1) Como começou seu interesse pela música?
Então Lúcia, primeiro quero agradecer estar aqui contando um pouco da minha história musical no seu espaço, muito me honra, pois sou admirador do seu trabalho e das suas entrevistas, textos e listas. Bom acho que tudo realmente começa em 1977 na loja de discos da minha mãe em São Paulo, na Vila Diva, quando eu frequentava a loja, pois não tinha idade para ir pra escola ainda e nesse tempo, vô e vó não cuidavam de neto pra criar não, raras exceções pai e mãe que o faziam e por consequência de um desquite, minha mãe se lascou e tinha que me carregar pra lá e pra cá onde ia, inclusive no seu trabalho, que nessa fase era em sociedade com meu padrasto com quem ela havia recém casado e haviam criado essa lojinha de discos
Nesse trabalho, inclusive, surgiu a oportunidade dele se tornar funcionário da gravadora Som Livre e receber o convite para abrir frentes no Recife, o que depois de algumas conversas, acabou virando Curitiba, pois era mais próximo de São Paulo nossa terra e onde ficava a casa de meu pai recém desquitado de mamãe (divórcio ainda não existia nessa época), sendo aqui a cidade que vim morar em janeiro de 1979, de onde nunca mais saí.
Vivendo envolto a música e com um tio tocador de cavaquinho e sambista a música gerou interesse precoce pra mim, eu adorava cantar, compor, mesmo sem ainda nem saber escrever, eu decorava minhas letras e melodias, criações que eu cantava em casa enquanto brincava.

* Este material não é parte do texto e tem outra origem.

PR #2874, opened 2026-04-05
Add WinCtrl CDU support for X-Plane default A330.

maboehme:
After submitting #2807, which adds support for the X-Plane default FMC,
I realized that the default A330 included in X-Plane uses the same
datarefs. So this PR simply adds a config to ScriptMappings.json to use
the existing script with the A330.

PR #2923, opened 2026-04-22
Fix WinCtrl CDU script loading for Toliss A330.

maboehme:
I've realized that #2874, which added WinCtrl CDU support for the
X-Plane default A330, inadvertently broke loading of the WinCtrl CDU
script for the Toliss A330.

The reason for this is that the `AircraftIdSnippet` that I specified for
the default A330, "airbus a330", is also a substring of the Aircraft ID
for the Toliss A330. As a result, _both_ scripts (toliss_a3xx.py and
xplane_default_fmc.py) are run at the same time, both try to control the
CDU, and as a result, neither controls it correctly.

This problem cannot be resolved with the existing `AircraftIdSnippet`
mechanism as the Aircraft ID for the default A330, "airbus a330", is a
substring of the Aircraft ID for the Toliss A330. As a result, it is not
possible to specify an `AircraftIdSnippet` for the default A330 that
does not also match the Toliss A330.

What I have therefore done is to introduce an alternative JSON field,
`AircraftIdRegex`, that matches the Aircraft ID using a regex. For the
default A330, I specify `^airbus a330`. Because the Aircraft ID for the
Toliss A330 starts with "Toliss", this regex does not match the Toliss
A330.

The remaining entries in ScriptMapping.cs continue to use
`AircraftIdSnippet` as there was no need to change them. As we add
support for more aircraft, I can however foresee that there will be more
"conflicts" in the future that can't be resolved with the
`AircraftIdSnippet` mechanism, and we will be able to use the regex
mechanism for these too.

### DIFF
--- a/src/MobiFlightConnector/MobiFlight/Scripts/ScriptMapping.cs
+++ b/src/MobiFlightConnector/MobiFlight/Scripts/ScriptMapping.cs
@@ -5,6 +5,7 @@
         public string VendorId { get; set; }
         public string[] ProductIds { get; set; }
         public string AircraftIdSnippet { get; set; }
+        public string AircraftIdRegex { get; set; }
         public string ScriptName { get; set; }
     }
 }
--- a/src/MobiFlightConnector/MobiFlight/Scripts/ScriptMapping.cs
+++ b/src/MobiFlightConnector/MobiFlight/Scripts/ScriptMapping.cs
@@ -4,8 +4,11 @@
     {
         public string VendorId { get; set; }
         public string[] ProductIds { get; set; }
+        // Deprecated, use AircraftMatchPattern instead.
         public string AircraftIdSnippet { get; set; }
-        public string AircraftIdRegex { get; set; }
+        // Regex to match against the aircraft ID. The script is run if the
+        // pattern matches somewhere within the aicraft ID.
+        public string AircraftMatchPattern { get; set; }
         public string ScriptName { get; set; }
     }
 }
--- a/src/MobiFlightConnector/MobiFlight/Scripts/ScriptRunner.cs
+++ b/src/MobiFlightConnector/MobiFlight/Scripts/ScriptRunner.cs
@@ -302,14 +302,14 @@ namespace MobiFlight.Scripts
 
         private static bool AircraftMatchesScriptMapping(string aircraftDescription, ScriptMapping scriptMapping)
         {
-            if (!string.IsNullOrEmpty(scriptMapping.AircraftIdSnippet))
-            {
-                return aircraftDescription.Contains(scriptMapping.AircraftIdSnippet);
-            }
-
             if (!string.IsNullOrEmpty(scriptMapping.AircraftMatchPattern))
             {
                 return Regex.IsMatch(aircraftDescription, scriptMapping.AircraftMatchPattern);
+            }
+
+            if (!string.IsNullOrEmpty(scriptMapping.AircraftIdSnippet))
+            {
+                return aircraftDescription.Contains(scriptMapping.AircraftIdSnippet);
             }
 
             return false;
--- a/src/MobiFlightConnector/MobiFlight/Scripts/ScriptRunner.cs
+++ b/src/MobiFlightConnector/MobiFlight/Scripts/ScriptRunner.cs
@@ -307,9 +307,9 @@ namespace MobiFlight.Scripts
                 return aircraftDescription.Contains(scriptMapping.AircraftIdSnippet);
             }
 
-            if (!string.IsNullOrEmpty(scriptMapping.AircraftIdRegex))
+            if (!string.IsNullOrEmpty(scriptMapping.AircraftMatchPattern))
             {
-                return Regex.IsMatch(aircraftDescription, scriptMapping.AircraftIdRegex);
+                return Regex.IsMatch(aircraftDescription, scriptMapping.AircraftMatchPattern);
             }
 
             return false;
--- a/src/MobiFlightConnector/MobiFlight/Scripts/ScriptRunner.cs
+++ b/src/MobiFlightConnector/MobiFlight/Scripts/ScriptRunner.cs
@@ -7,6 +7,7 @@ using System.Collections.Generic;
 using System.Diagnostics;
 using System.IO;
 using System.Linq;
+using System.Text.RegularExpressions;
 using System.Threading;
 using System.Threading.Tasks;
 
@@ -299,6 +300,21 @@ namespace MobiFlight.Scripts
             }
         }
 
+        private static bool AircraftMatchesScriptMapping(string aircraftDescription, ScriptMapping scriptMapping)
+        {
+            if (!string.IsNullOrEmpty(scriptMapping.AircraftIdSnippet))
+            {
+                return aircraftDescription.Contains(scriptMapping.AircraftIdSnippet);
+            }
+
+            if (!string.IsNullOrEmpty(scriptMapping.AircraftIdRegex))
+            {
+                return Regex.IsMatch(aircraftDescription, scriptMapping.AircraftIdRegex);
+            }
+
+            return false;
+        }
+
         private void CheckAndExecuteScripts(string aircraftDescription)
         {
             var executionList = new List<string>();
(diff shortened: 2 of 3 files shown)


theegg52:
After a user report on the discord I think it would be beneficial to switch the xplane md-82 over to the regex format as well. In a rare edge case it is conflicting with the msfs md-82 causing mobiflight to try and load both scripts. I've done some testing with the PR build and a regex of "^mcdonnell douglas md-82" fixes the issue and both aircraft are functioning normally. link to discord thread - https://discord.com/channels/608690978081210392/1497140948948226218

maboehme:
> After a user report on the discord I think it would be beneficial to switch the xplane md-82 over to the regex format as well. In a rare edge case it is conflicting with the msfs md-82 causing mobiflight to try and load both scripts. I've done some testing with the PR build and a regex of "^mcdonnell douglas md-82" fixes the issue and both aircraft are functioning normally. link to discord thread - https://discord.com/channels/608690978081210392/1497140948948226218

Thanks for the heads up!

I've submitted a separate PR to fix this issue as #2925. I don't think it's necessary to use a regex in this particular case, as the string "mcdonnell douglas" does not appear to occur in the aircraft ID for the Leonardo Maddog, so I've chosen to use the regular `AircraftIdSnippet`, which also allows this to be submitted as a separate PR.

DocMoebiuz:
@maboehme, @Koseng - I am not familiar with how the AircraftIdSnippet is used in other parts of the script.
The naming doesn't really tell what it is but if we are essentially using it for matching the aircraft based on the path maybe we can simply get away with one property anyways.

The matching logic is already scoped to a sim (xplane vs msfs) right?

maboehme:
> @maboehme, @Koseng - I am not familiar with how the AircraftIdSnippet is used in other parts of the script. The naming doesn't really tell what it is but if we are essentially using it for matching the aircraft based on the path maybe we can simply get away with one property anyways.

I believe on MSFS the Aircraft ID may be the entire path of the addon folder, but on X-Plane at least, the Aircraft ID is only the "UI name" returned by the sim/aircraft/view/acf_ui_name dataref. This is queried [here](https://github.com/MobiFlight/MobiFlight-Connector/blob/0db7ca42438b44335cb327da26d9bc4d74dabf5f/src/MobiFlightConnector/xplane/XplaneCache.cs#L111).

The Aircraft ID for the X-Plane default A330 is "airbus a330". For the Toliss, it is "toliss airbus a330-941 hi def", and so any `AircraftIdSnippet` that one might choose for the default A330 by necessity also triggers the script for the Toliss A330.

A regex gives more flexibility here because it makes it possible, for example, to specify that a string should occur at the beginning of the Aircraft ID (e.g. `^airbus a330`).

> The matching logic is already scoped to a sim (xplane vs msfs) right?

I don't believe so. Take a look at [ScriptMappings.json](https://github.com/MobiFlight/MobiFlight-Connector/blob/0db7ca42438b44335cb327da26d9bc4d74dabf5f/src/MobiFlightConnector/Scripts/ScriptMappings.json) -- there's nothing here that refers to the sim, and the file contains a mix of MSFS and X-Plane addone. I've also thought though that we might at some point need a way to specify which sim the script is for -- but for now this hasn't turned out to be necessary yet.

DocMoebiuz:
I wonder why we would need a new property. I think allowing the snippet to contain regex should be just fine. Am I missing something?

src/MobiFlightConnector/MobiFlight/Scripts/ScriptMapping.cs
```diff
@@ -5,6 +5,7 @@ public class ScriptMapping
         public string VendorId { get; set; }
         public string[] ProductIds { get; set; }
         public string AircraftIdSnippet { get; set; }
+        public string AircraftIdRegex { get; set; }
```
DocMoebiuz: I would like to avoid introducing a new property.
Let us use the existing AircraftIdSnippet.

DocMoebiuz (changes requested):

maboehme:
> I wonder why we would need a new property. I think allowing the snippet to contain regex should be just fine. Am I missing something?

Sorry for the delay in responding.

Makes sense to keep it simple. Two thoughts:

* I should check that none of the existing snippets in ScriptMappings.json contain characters that have special meaning in regexes.
* Should we keep the name "AircraftIdSnippets" or rename it? "Snippets" implies that this is just a substring, so people adding new entries might not realize they need to escape characters with special meaning in regexes.

DocMoebiuz:
i would try to find a name that conveys the intention better

aircraftMatchPattern 

or similar

DocMoebiuz:
@Koseng please chime in too

maboehme:
> i would try to find a name that conveys the intention better
> 
> aircraftMatchPattern
> 
> or similar

Sorry for the delay in replying.

What do you think of `AircraftRegex`?

DocMoebiuz:
I would avoid mentioning technical details like regex because those might change over time.

A stand by my suggestion: `aircraftMatchPattern`
It clearly says: this value is used for matching the script to the aircraft. It is not too explicit about name or path or technique. I think this can be covered by docs or a simple comment.


Oh. We have to think of backward compatibility. Users might have their own script which is not bundled with MobiFlight.

This would be a reason to keep the current name, or introduce a new field and label the old one as deprecated and update all of our scripts that are bundled but still check for the old name in case the new one is not present.

Koseng:
I

> I would avoid mentioning technical details like regex because those might change over time.
> 
> A stand by my suggestion: `aircraftMatchPattern` It clearly says: this value is used for matching the script to the aircraft. It is not too explicit about name or path or technique. I think this can be covered by docs or a simple comment.
> 
> Oh. We have to think of backward compatibility. Users might have their own script which is not bundled with MobiFlight.
> 
> This would be a reason to keep the current name, or introduce a new field and label the old one as deprecated and update all of our scripts that are bundled but still check for the old name in case the new one is not present.

Also like that proposal.

maboehme:
> I would avoid mentioning technical details like regex because those might change over time.
> 
> A stand by my suggestion: `aircraftMatchPattern` It clearly says: this value is used for matching the script to the aircraft. It is not too explicit about name or path or technique. I think this can be covered by docs or a simple comment.

Done. (I've capitalized it as `AircraftMatchPattern` to match the capitalization of the other fields in ScriptMappings.json.)

> Oh. We have to think of backward compatibility. Users might have their own script which is not bundled with MobiFlight.
> 
> This would be a reason to keep the current name, or introduce a new field and label the old one as deprecated and update all of our scripts that are bundled but still check for the old name in case the new one is not present.

Makes sense. I've updated all entires in ScriptMappings.json to use `AircraftMatchPattern`, but I've kept the support for `AircraftIdSnippet` in place.

I obviously haven't been able to test all the addons in ScriptMappings.json to make sure they still work, but I've verified that the existing strings don't use any characters that have special meaning in regexes, so they _should_ still continue to work as before.

maboehme:
PS I see there's a merge conflict that has to be resolved, but I wanted to hold off on rebasing the branch to head until the review is complete.

DocMoebiuz:
@maboehme - ~~it looks like i cannot review the changes as long as there are merge conflicts.~~~
Ok, i was able to review it.

src/MobiFlightConnector/MobiFlight/Scripts/ScriptRunner.cs
```diff
@@ -275,6 +276,21 @@ private void Process_OutputDataReceived(object sender, DataReceivedEventArgs e)
...
+        {
+            if (!string.IsNullOrEmpty(scriptMapping.AircraftIdSnippet))
+            {
+                return aircraftDescription.Contains(scriptMapping.AircraftIdSnippet);
+            }
+
+            if (!string.IsNullOrEmpty(scriptMapping.AircraftMatchPattern))
+            {
+                return Regex.IsMatch(aircraftDescription, scriptMapping.AircraftMatchPattern);
+            }
```
DocMoebiuz: I believe it would make more sense to switch the order. 
This is the new default, and should go first, fallback is the old AircraftIdSnippet.

DocMoebiuz (approved):
I leave it up to you if you change the order or not (see comment)
The rest is looking great. Thanks!

src/MobiFlightConnector/MobiFlight/Scripts/ScriptRunner.cs
maboehme: Good point -- done!

maboehme:
> I leave it up to you if you change the order or not (see comment) The rest is looking great. Thanks!

Thanks. I've rebased the branch now!

DocMoebiuz:
@maboehme - thanks! I will merge this PR now. Please update the description so that it uses the correct property names.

O interesse por instrumentos veio depois quando meu irmão do meio (sou o caçula) foi estudar violão clássico e ganhou um DiGiorgio (marca de violão) nylon e ali meus horizontes começaram a se ampliar e ouvindo discos de rock (Queen, Led, Stones e Beatles) eu abri a caixa de Pandora e me descobri fã daqueles timbres que eu tentava imaginar como seriam tocados. A bateria era o instrumento imaginário em que eu mais me aproximei na minha imaginação da realidade e quando vi uma de verdade, parecia que os sons que eu havia escutado nos discos me deram o desenho dela, incrível, eu imaginava os tambores e quando vi pela primeira vez uma bateria na tevê ela era idêntica ao que a minha imaginação criara, foi paixão a primeira ouvida e vista.
2) Profissionalmente você começou com o baixo ou com a bateria?
Profissionalmente na bateria, com 6 anos eu já sabia tocar uma, pois com um par de baquetas, que meu pai havia me dado, eu batucava no sofá, travesseiros e almofadas, baldes, enfim era realmente fascinado por aquilo. Batucava em tudo. Meu tio Renato era dono da empresa de ônibus Rápido São Paulo, empresa que cobria o litoral e algumas linhas circulares da Região Metropolitana de Sampa, todo final de ano ele reunia família e os funcionários da garagem e chamava uma banda pra animar a festa e nestas festas da família eu sentava na bateria da banda contratada e começava minha saga. Foi ali que o desejo nunca mais escapou de minhas mãos. Em 1981 tive contato com o instrumento já tocando razoavelmente depois dessas experiências na infância, embora minha bateria própria só chegou em 1986. O baixo veio logo depois do Arsis & Tesis, minha segunda banda, que fazia som próprio. Ali passei a brincar com o baixo e me apaixonei pelo instrumento indo tocar profissionalmente com ele em 1990.
3) Como foi o processo de composição e de gravação do álbum "Na Beira da Estrada" clássico disco da Eletro Silvino?
O "Na Beira da Estrada" foi nosso terceiro disco oficial, tínhamos tido algumas experiências antes com o "Hunab Ku", cru e gravado ao vivo no meu estúdio da Franzini Records, que era um estúdio de Demo Tapes, onde eu fazia pré produção das bandas que mais tarde assinariam com o selo que fundei em 1990.
Em 2006 juntamos uma grana e entramos no Recnroll do Madu Madureira (Machete Bomb) e ele ainda não tinha esse nome, então no CD diz só Madu Estúdios, ainda no imóvel recém adquirido do Tomaz Giraldi dos Fusquinhas (Banda humorística de rock de nossa cena) ali no Juvevê e lá concebemos nosso primeiro CD oficial com as músicas de "Hunab Ku" gravadas com um pouco mais de requinte, esse era o "Fome de Rock Brasileiro" CD que na verdade era um apanhado da demo inicial, mais as novas composições que estavam surgindo naquele período.
Tivemos um hiato de 2000 a 2006 da formação clássica do Eletro Silvino que era eu cantando e no baixo, Hederson na guitarra e Belegone na bateria. Hederson saiu porque nosso empresário brigou comigo e o Belegone ficou do meu lado e acabou que ficamos com o Eletro Silvino e o Hederson montou o Soda Acústica. Nesse período nossa banda cover de Creedence também rachou e acabamos convidando o Tiago Kuckel pra continuarmos a extensa agenda que essa banda tinha. Aí ficou concorrência de Soda e Eletro, onde o Eletro venceu, pois tocava dez vezes mais que o Soda.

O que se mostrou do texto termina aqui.